In the deposition, Lesnak testified that, after reviewing the video and the MRI and examining Waters, he concluded degenerative changes caused the knee injury. Specifically, Lesnak opined “any meniscus tear was present prior” to the incident at work and, during the incident, “a flap of the meniscus got caught between the femur and tibia when his knee flexed.” Lesnak also said degeneration caused the pop and carrying the cardboard didn’t contribute to the injury.  

During the deposition, Lesnak was asked if he agreed there was no indication Waters was having any knee issues leading up to his injury.

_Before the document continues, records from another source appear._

PR #344, opened 2021-01-24
fix/cover-art-uploading

### LINKED ISSUE #338: Cover art uploading uses the old method of checking the access token, which can lead to failures to upload
From Figments on Discord:
simple explanation
when you log in, we pull your user info from the server (basically almost everything except your password)
along with your stuff, there's an access token
access tokens expire every hour, but they're automatically regenerated if you have a refresh token cookie set in your browser
but the way tokens are set changed with 0.6
so the coverart upload thingy is still using the old way of looking up your access token
which isn't gonna work anymore

Figments:
Fixes:
- Cover art should now use the correct access token (Closes #338)


SigmasonicX (approved):
LGTM

PR #356, opened 2021-01-27
Consolidate all mini HTTP services into a single NetworkService

pingzing:


packages/client/src/app/pages/my-stuff/section-item/section-item.component.ts
```diff
@@ -41,25 +40,6 @@ export class SectionItemComponent implements OnInit, OnChanges {
         });
     }
 
-    ngOnChanges(): void {
-        // First, clear the contents of the Body and Author's Note. This is because
```
pingzing: Little bit of Quill cleaning.

packages/client/src/app/services/user/notifications.service.ts
```diff
@@ -19,7 +18,7 @@ export class NotificationsService {
 
     private url = `/api/notifications`;
 
-    constructor(private http: HttpClient, private zone: NgZone) {
+    constructor(private networkService: NetworkService, private zone: NgZone) {
         this.currentUserSubscription = this.currentUser$.subscribe(x => {
             this.currentUser = x;
```
pingzing: I left this alive, because it maintains a bit of state, and can serve as a wrapper around its network calls--I can see it doing more stuff in the future, too.

packages/client/src/app/services/utility/search.service.ts
```diff
@@ -1,62 +1,39 @@
...
 
 @Injectable({
-  providedIn: 'root'
+    providedIn: 'root'
 })
 export class SearchService {
-  private url: string = `/api/search`
+    workResults: Observable<PaginateResult<ContentModel>>;
+    blogResults: Observable<PaginateResult<BlogsContentModel>>;
+    userResults: Observable<PaginateResult<User>>;
```
pingzing: I left this alive for reasons similar to NotificationsService even though it doesn't have any state _yet_.

packages/client/src/app/services/network.service.ts
```diff
@@ -0,0 +1,1450 @@
...
+
+    //#region ---COVER ART & AVATARS---
+
+    /**
+     * Uses the given uploader to an image up to the server. Attempts to cast
+     * the server's response into a T and return it.
+     * 
+     * @param uploader The file uploader, prefilled with the URL and instructions for uploading the image.
+     */
+    public changeImage<T extends FrontendUser | ContentModel>(uploader: FileUploader): Observable<T> {
```
pingzing, line 740: Finally get to consolidate this method into one place instead of repeating it three different times \o/

Figments (approved):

Lesnak said, “Well, I’m not sure what to say about that. I look at his gait and I see how he has a very exaggerated kind of bowlegged gait with his right knee, which clearly indicates chronic pathology involving the right knee. I mean, it is just not in alignment and not walking correctly. He did not seem to have any type of gait antalgia, meaning obvious signs of pain, when he was walking. But his gait was not normal.”

The ALJ after receiving the deposition and position papers and reviewing all the testimony and evidence, determined the knee injury was compensable. The ALJ found Lesnak’s deposition testimony contradicted his IME report. 

The ALJ also found “the video evidence of the Claimant’s injury shows no more than three visible steps, and only one step in which the Claimant’s gait could reasonably be seen. The ALJ finds Dr. Lesnak’s opinion that the Claimant’s right leg gait ‘clearly indicates chronic pathology involving the right knee’ to lack credibility, given that the video demonstrates only one step in which Claimant’s right knee appeared to bow outward. The ALJ finds Dr. Lesnak’s opinion that Claimant’s MRI and gait were indicative of a pre-existing meniscal tear, flap or extrusion that caught in his knee joint to be speculative and unpersuasive.” 

The ALJ determined Waters was engaging in an employment function when the injury occurred. The ALJ applied the “but for” test from the 2014 Colorado Supreme Court decision City of Brighton v. Rodriguez and found that, but for his employment, Waters wouldn’t have been walking when and where he was walking when the injury occurred. The ALJ concluded Waters established by a preponderance of the evidence that he sustained a compensable injury to his right knee in August 2021.

King Soopers appealed the ALJ’s determination to the Industrial Claim Appeals Office. According to the appeals court opinion, the panel affirmed the ALJ’s decision because substantial evidence in the record supported it. King Soopers appealed. 

In the case, the Colorado Court of Appeals addressed the following question: “Does an employee meet the burden of proof to obtain compensation for an on-the-job injury when the facts of record show that the cause of the injury is unknown, but not due to a preexisting condition or other personal risk?”

The appeals court answered it “yes” and affirmed the panel’s order.